# Growing anubias emersed?



## Gatekeeper

Covered container that will allow light in. Spare fish tanks are great for this, put some soil on the bottom, little water and a heater. Add a light and voila.


----------



## Nue

Or send to me  But they do grow faster out of water, its a fun project.


----------



## Gatekeeper

Have a look at one of my older emersed setups. Thing was killer. Was growing anubias like a madman.

http://www.plantedtank.net/forums/g...scussion/76132-my-ebb-flow-emersed-setup.html


----------



## kevmo911

Gatekeeper said:


> Have a look at one of my older emersed setups. Thing was killer. Was growing anubias like a madman.


Not really sure, but from the pics it looks like the anubias rhizomes were buried?


----------



## Gatekeeper

kevmo911 said:


> Not really sure, but from the pics it looks like the anubias rhizomes were buried?


No. They were right on the substrate though and the roots just dug in. When I would pull them out, they would be a huge heap. 

This system is a bit on the "techy" side. I had a fogger system, a flooging pump and all kinds of jazz. Worked really well, but you can simplify it alot. If you look further into the journal, there are pics of some of my more simplified setups with other types of plants I had at the time.

I am down to just a 20 gallon emersed tank right now with just a bunch of overflow plants from another club member who didn't want them.

I will say this, emersed is an excellent, efficient way to store plants that you aren't using. Very "set it and forget it" mentality. 

If you have never done it and have a little bit of room, I highly recommend giving it a go.


----------



## jcgd

I want to set up a few emmersed setups myself. I was thinking of a few domes with soil planted up, and a large tupperware with a bunch of pots with clay pellets with a pump that would spray water into the top of all the pots, like a typical hydroponics setup.

Any thoughts gatekeeper? You seem to be a pro. I'm mostly trying to grow anubias, crypts and foreground plants such as HC, HG, glosso and hairgrass.
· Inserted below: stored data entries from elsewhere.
Issue #533, opened 2017-02-03
changing options after client initialization


cordovapolymer:
Is it possible to change options after client initialization?
For example I'd like to change clientId on reconnect.

yohei1126:
@mcollina probably not?

RangerMauve:
It'd be easier to just create a new client instance, tbh.
However you could hack around that by modifying [client.options](https://github.com/mqttjs/MQTT.js/blob/master/lib/client.js#L70) at runtime, though this is unsupported so don't complain if something you hack on top of it breaks. 😛

cordovapolymer:
@RangerMauve is it possible without modifying client.js?

RangerMauve:
@cordovapolymer You can try to modify the `options` property directly on an instance of an mqtt client.

```javascript
var client = mqtt.connect(something);
client.options.something = "something else";
```

cordovapolymer:
@RangerMauve , unfortunately it is not working this way.

burritoIand:
@cordovapolymer yes this is possible with `client.options.transformWsUrl`, see https://github.com/mqttjs/MQTT.js/issues/1083

YoDaMa:
`transformWsUrl` provides functionality for changing the URL or other options in websockets. For non-websockets, like @cordovapolymer said the solution would be to modify the `client.options` directly.

Issue #1083, opened 2020-05-01
Update documentation for client "reconnectPeriod" option.


burritoIand:
In exploring the use of this library I've been trying to wrap my head around how reconnection works etc.

The documentation in the readme states "milliseconds, interval between two reconnections". Meanwhile I am using mqtt to connect to AWS IoT service and their v2 iot js sdk uses another aws common library called [aws-crt for nodejs](https://github.com/awslabs/aws-crt-nodejs/blob/master/lib/browser/mqtt.ts#L123). In that library you'll notice the default value for `reconnectPeriod` is `0`, whereas the default value in this library is `1000`.

I noticed that when the value is set to `0`, my client will close and then never try to reconnect again. This led me to look at the source code which makes it clear that if the value is 0 then it does not schedule a reconnection.

https://github.com/mqttjs/MQTT.js/blob/d764f02552639e9fed0f2b2039ca86d9941ba0cb/lib/client.js#L940
https://github.com/mqttjs/MQTT.js/blob/d764f02552639e9fed0f2b2039ca86d9941ba0cb/lib/client.js#L904
https://github.com/mqttjs/MQTT.js/blob/d764f02552639e9fed0f2b2039ca86d9941ba0cb/lib/client.js#L651

It's not clear from the documentation that setting `reconnectPeriod: 0` will make the client flush the connection at end and not try to reconnect. Also please correct me if I'm wrong about how that works. If it's true, I feel like the AWS library should also tell users that setting `reconnectPeriod` to 0 means the client will not reconnect upon disconnection.

*Side Note*: I think it'd be very helpful to have a dedicated "Reconnection" section in this documentation towards the top that describes how reconnection works and how to refresh the client option data using transformWsUrl. The transformWsUrl docs are at the bottom and also aren't clear that you _can_ manipulate more than the url in that hook. For instance I needed to update the `options.username` and `options.clientId`.
```
  transformWsUrl(url, options, client) {
    // update client options with latest auth data.
    client.options.username = `${this.prefix}&token=${this.token}`;
    client.options.clientId = `${this.clientId}`;

    return url;
  }

```
related:
https://github.com/mqttjs/MQTT.js/issues/533  - resolved question on updating reconnect data
https://github.com/mqttjs/MQTT.js/issues/602 - questions answered below & will be added to readme reconnection section
https://github.com/mqttjs/MQTT.js/issues/1019 - resolved question on updating reconnect docs
[...]

Issue #1019, opened 2019-12-09
Documentation about Reconnection handling 


fabik111:
Hi,
I had added a callback on the `offline` event that, in case is fired, it  will call the `reconnect()` method.   
But I've experienced some re-connection loop after the first offline event, so I've deduced that there is already a re-connection policy.
Can you improve the documentation about `reconnect()` method and default re-connection attempts?

PHPJourney:
Hi, How do you solution this question？
I cannot use reconnect function. It's like not running

fabik111:
Hi,
I don't use reconnect function, I think there is already an auto re-connection policy, so if you lose connectivity automatically it re-establish the connection. My issue is not about a bug but about bad documentation

PHPJourney:
> Hi,
> I don't use reconnect function, I think there is already an auto re-connection policy, so if you lose connectivity automatically it re-establish the connection. My issue is not about a bug but about bad documentation
I'm not see automatically it re-establish the connection work. My app in wi-fi offline state. wait a moment open it. It's can't reconnect.

fabik111:
I'm sorry but I can't help you, also for me this is unknown

Issue #602, opened 2017-04-24
reconnect documentation


ozomer:
It is not clear from the documentation what the reconnectPeriod option covers and what it does not.
If the first connection attempt does not succeed, will there be a reconnection attempt?
If the first connection attempt succeeds and then fail, will there be a reconnection attempt?
What are the other events that would happen in each scenario, regarding 'error', 'close', 'offline' and 'connect' events? In what order?
Is it required to re-subscribe in each 'connect' event? 
Will a "publish" attempt during a reconnection return an error immediately or be queued? Will a "publish" attempt before the first connection succeed?
Will the "reconnect" event happen for the first connection attempt?

Please add some example scenarios. Thanks!

mcollina:
@ozomer the best way to do write this doc is to look at the code, and fill in the documentation.
I'll be happy to review.

ozomer:
Well, I just thought it would be nice to have a state-machine diagram by the developers themselves.

mcollina:
@ozomer this is done by volunteers, so you (or anybody else) can be one! :)

burritoIand:
@ozomer were you able to clarify any of the reconnection logic? It's definitely lacking and gives me some slight pause in using this, but the wss service I'm using is based on mqtt so...

PR #1088, opened 2020-05-05
Update reconnection docs.

burritoIand:
changes
  - Add "About Reconnection" towards top of doc explaining transformWsUrl and other reconnection behavior.

https://github.com/mqttjs/MQTT.js/issues/1083

### DIFF
--- a/README.md
+++ b/README.md
@@ -183,10 +183,13 @@ Example (update clientId & username on each reconnect):
 
     const connection = await mqtt.connectAsync(<wss url>, {
       ...,
-      transformWsUrl,
+      transformWsUrl: transformUrl,
     });
 
 ```
+Now every time a new WebSocket connection is opened (hopefully not too often),
+we will get a fresh signed url or fresh auth token data.
+
 Note: Currently this hook does _not_ support promises, meaning that in order to
 use the latest auth token, you must have some outside mechanism running that
 handles application-level authentication refreshing so that the websocket
--- a/README.md
+++ b/README.md
@@ -151,6 +151,60 @@ $env:DEBUG='mqttjs*'
 
 ```
 
+<a name="reconnecting"></a>
+## About Reconnection
+
+An important part of any websocket connection is what to do when a connection
+drops off and the client needs to reconnect. MQTT has built-in reconnection
+support that can be configured to behave in ways that suite the application.
+
+#### Refresh Authentication Options / Signed Urls
+
+When an mqtt connection drops and needs to reconnect, it's common to require
+that any authentication associated with the connection is kept current with
+the underlying auth mechanism. For instance some applications may pass an auth
+token with connection options on the initial connection, while other cloud
+services may require a url be signed with each connection.
+
+By the time the reconnect happens in the application lifecycle, the original
+auth data may have expired.
+
+To address this we can use a hook called `transformWsUrl` to manipulate
+either of the connection url or the client options at the time of a reconnect.
+
+Example (update clientId & username on each reconnect):
+```
+    const transformWsUrl = (url, options, client) => {
+      client.options.username = `token=${this.get_current_auth_token()}`;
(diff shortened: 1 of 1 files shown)


burritoIand:
@YoDaMa started to address reconnection clarification in docs (https://github.com/mqttjs/MQTT.js/issues/1083)

I think this could be closed https://github.com/mqttjs/MQTT.js/issues/533

Further I was thinking to address some of the questions in https://github.com/mqttjs/MQTT.js/issues/602 (?) I don't know the library well enough yet to do so without studying it a bit :)

Open to feedback/changes

burritoIand:
I think https://github.com/mqttjs/MQTT.js/issues/1019 could be closed as well as the default-reconnection is explained by usage of `reconnectPeriod`

README.md
```diff
@@ -151,6 +151,60 @@ $env:DEBUG='mqttjs*'
 
 ```
 
+<a name="reconnecting"></a>
+## About Reconnection
+
+An important part of any websocket connection is what to do when a connection
+drops off and the client needs to reconnect. MQTT has built-in reconnection
+support that can be configured to behave in ways that suite the application.
```
YoDaMa, line 159: suite -> suit.

YoDaMa:
@burritoIand this looks to be somewhat WS specific, correct?

README.md
burritoIand: oops

burritoIand:
@YoDaMa correct, updated to mention that

README.md
```diff
@@ -151,6 +151,60 @@ $env:DEBUG='mqttjs*'
...
+    const transformWsUrl = (url, options, client) => {
+      client.options.username = `token=${this.get_current_auth_token()}`;
+      client.options.clientId = `${this.get_updated_clientId()}`;
+
+      return `${this.get_signed_cloud_url(url)`;
+    }
+
+    const connection = await mqtt.connectAsync(<wss url>, {
+      ...,
+      transformWsUrl,
```
YoDaMa, line 186: this should be a key value parameter, so replace with:

```
    const connection = await mqtt.connectAsync(<wss url>, {
      transformWsUrl: transformWsUrl,
    });

```

README.md
```diff
@@ -641,29 +695,6 @@ you can then use mqtt.js in the browser with the same api than node's one.
...
-var awsIotUrlSigner = require('awsIotUrlSigner')
-mqtt.connect('wss://a2ukbzaqo9vbpb.iot.ap-southeast-1.amazonaws.com/mqtt', {
-  transformWsUrl: function (url, options, client) {
-    // It's possible to inspect some state on options(pre parsed url components)
-    // and the client (reconnect state etc)
-    return awsIotUrlSigner(url)
-  }
-})
-
-// Now every time a new WebSocket connection is opened (hopefully not that
```
YoDaMa, line 662: can you add this line to your explanation, i think it is a nice clear and concise way of explaining what the code snippet is doing.

burritoIand: sounds good, added. Do you want to still mention "awsIotUrlSigner"? I removed the specific aws mention since there could be other cloud providers that do the same thing. But, how this came up for me in the first place is that I'm using aws iot with their new custom authentication beta which lets you pass auth data to your own custom backend iot authorizer via the username/password fields etc. I wasn't sure if mentioning specific cloud solutions made sense for this repo (?)

README.md
burritoIand: btw in es6 they introduced property shorthands :) (https://developer.mozilla.org/en-US/docs/Web/JavaScript/Reference/Operators/Object_initializer)

README.md
YoDaMa: I mean I am biased since I am at Microsoft... but removing the specific cloud provider from the sample seems like a nice thing to do. I'd like for this repo to remain company agnostic

burritoIand: ok yeah I agree, the cloud providers can always reference in their own docs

It seems to be really difficult to get information on these setups.


----------



## legomaniac89

The thing with _Anubias_ is they need really high humidity all the time. If that's provided, they're not too picky about anything else.
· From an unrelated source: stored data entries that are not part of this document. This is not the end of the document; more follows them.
PR #1094, opened 2020-05-08
feat: unix sockets

YoDaMa:
Related to: #1040 
This PR is still in the works, but carrys over from @ralight's PR for Unix Domain Sockets support for MQTT.js. I see there is lots of discussion around MQTT.js in Mosquitto that @ralight has participated in, and the resolution was something along the lines of, there is an actionable and useful security gain for having unix domain socket support for a service like mosquitto, so they are looking to add it. 

From the MQTT.js perspective, this should be a minimal change. This PR is not complete quite yet, I think I have added some of the changes to make it work, but I want to add a unix domain sockets sample and also add the tests to support it. 

For the tests, it should be very simple, just adding on a new flavor of the existing MQTT-Connection based server, except in this case listening on a unix domain port. There should be a check that the tests are running on a POSIX OS (i.e. not Windows) since obviously the tests will fail without the support of unix domain sockets on the OS.

### DIFF
--- a/examples/unix-socket/unix-socket-client.js
+++ b/examples/unix-socket/unix-socket-client.js
@@ -1,0 +1,38 @@
+var mqtt = require('../..')
+
+const fs = require('fs')
+const connections = {}
+let client
+
+// prevent duplicate exit messages
+var SHUTDOWN = false;
+
+// Our socket
+const SOCKETFILE = '/tmp/unix.sock';
+
+console.info('Loading interprocess communications test');
+console.info('Socket: %s \n  Process: %s',SOCKETFILE,process.pid);
+
+// Connect to server.
+console.log("Connecting to server.");
+let opts = { protocol: 'file' }
+client = mqtt.connect(SOCKETFILE, opts)
+
+client.subscribe('presence')
+client.publish('presence', 'Hello mqtt')
+
+client.on('message', function (topic, message) {
+  console.log(message.toString())
+})
+
+client.end()
+
+
+function cleanup(){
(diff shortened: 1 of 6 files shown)


jdiamond:
Is `file:` in the URL flexible enough? It might be rare, but what if you want to use web sockets over a unix domain socket instead of plain MQTT? Or mqtts or wss?

Check out how the request library uses unix domain sockets:

https://www.npmjs.com/package/request#unix-domain-sockets

Not sure if that format is standardized and other tools use it or not.

`curl` supports unix sockets, too, but you use a normal URL and a separate `--unix-socket` option to specify the path to the socket file.

README.md
```diff
@@ -237,7 +237,7 @@ Connects to the broker specified by the given url and options and
 returns a [Client](#client).
 
 The URL can be on the following protocols: 'mqtt', 'mqtts', 'tcp',
-'tls', 'ws', 'wss'. The URL can also be an object as returned by
+'tls', 'ws', 'wss', 'file' (e.g. unix socket). The URL can also be an object as returned by
```
OmgImAlexis, line 240: `unix` should be used not `file` as it needs to be a unix socket not just a normal file.

OmgImAlexis:
@jdiamond is right, you can use http/ws with a unix socket just the same as you can a port. So really this should just use http/ws as the protocol and then a socket or port connection should depend on the connection url as the `request` library does.

ralight:
The format that the request library use is also used by nginx, so it's not exactly an uncommon format.

natcl:
Why has this been closed ?
support for unix sockets would be great !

Justin - Emersed setups are easy. Just grab yourself a bunch of those cheap plastic pots and a bag of good soil, put all the pots in an aquarium of whatever with a lid to keep humidity in and put a couple inches of water in the bottom to keep the soil wet. Once the plants convert over to emersed life, you can lower the humidity and moisture level a bit, but make sure you do it slowly or the plants will wilt.


----------



## jcgd

I'm going to have to try this. How fast do the anubias grow? Is the growth finally noticeable on a daily basis?


----------



## Gatekeeper

justincgdick said:


> I'm going to have to try this. How fast do the anubias grow? Is the growth finally noticeable on a daily basis?
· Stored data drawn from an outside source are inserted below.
Issue #1008, opened 2019-11-14
Building with Webpack have issues with  #!/usr/bin/env node in mqtt.js


savnik:
When building with webpack on seed.run following webpack error occours:

`Serverless: Bundling with Webpack...
ERROR in /tmp/seed/source/node_modules/async-mqtt/node_modules/mqtt/mqtt.js 1:0
Module parse failed: Unexpected character '#' (1:0)
You may need an appropriate loader to handle this file type, currently no loaders are configured to process this file. See https://webpack.js.org/concepts#loaders
> #!/usr/bin/env node`

Following the webpack issue list here is a similar type of issues: https://github.com/webpack/webpack/issues/4603

They add appropriate loaders to to the webpack configuration.
This could probably be resolved within the MQTT package instead of in each project?

GauravWable:
i am also facing error with webpack

`npm ERR! code ELIFECYCLE
npm ERR! errno 3221226505
npm ERR! ble-collect@1.0.0 start: `webpack && qode ./dist/index.js`
npm ERR! Exit status 3221226505
npm ERR!`

hieutranagi47:
I am facing the same problem with #!/usr/bin/env node. I use webpack to build my node cli tool.

savnik:
@hieutranagi47 I did a dirty fix and forked the mqtt lib and removed shebang. 
This fixed the issue for me temporary.
https://www.npmjs.com/package/mqtt-no-shebang

hieutranagi47:
> @hieutranagi47 I did a dirty fix and forked the mqtt lib and removed shebang.
> This fixed the issue for me temporary. In order to use it, i have put it into a package.
> https://www.npmjs.com/package/mqtt-no-shebang

Thank Savnik so much! I'll try it. :)

savnik:
I see there is a fix in place now. I will test it and if all okay, i will deprecate the temporary fix in https://www.npmjs.com/package/mqtt-no-shebang

PR #1096, opened 2020-05-11
chore: move cli to bin directory

OmgImAlexis:
This hasn't been fully verified but it should fix https://github.com/mqttjs/MQTT.js/issues/1008

### DIFF
--- a/bin/mqtt.js
+++ b/bin/mqtt.js
@@ -1,0 +1,24 @@
+#!/usr/bin/env node
+'use strict'
+
+/*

I wouldn't get that crazy. Maybe noticeable over a week if you don't look. And I am no pro. LOL.

I have tried emersed setups in many differing variable conditions, high temps high humidity, room temp, low humdity, etc. etc. They all have pros and cons.


----------



## jcgd

Gatekeeper said:


> I wouldn't get that crazy. Maybe noticeable over a week if you don't look. And I am no pro. LOL.
> 
> I have tried emersed setups in many differing variable conditions, high temps high humidity, room temp, low humdity, etc. etc. They all have pros and cons.


Ha, ha. I didn't mean growing crazy fast, like a stem plant, but not the sitting there for monthslike my anubias in my tank do. I need to grow some anubias out for a new 77 gallon and I don't want it to take a full year.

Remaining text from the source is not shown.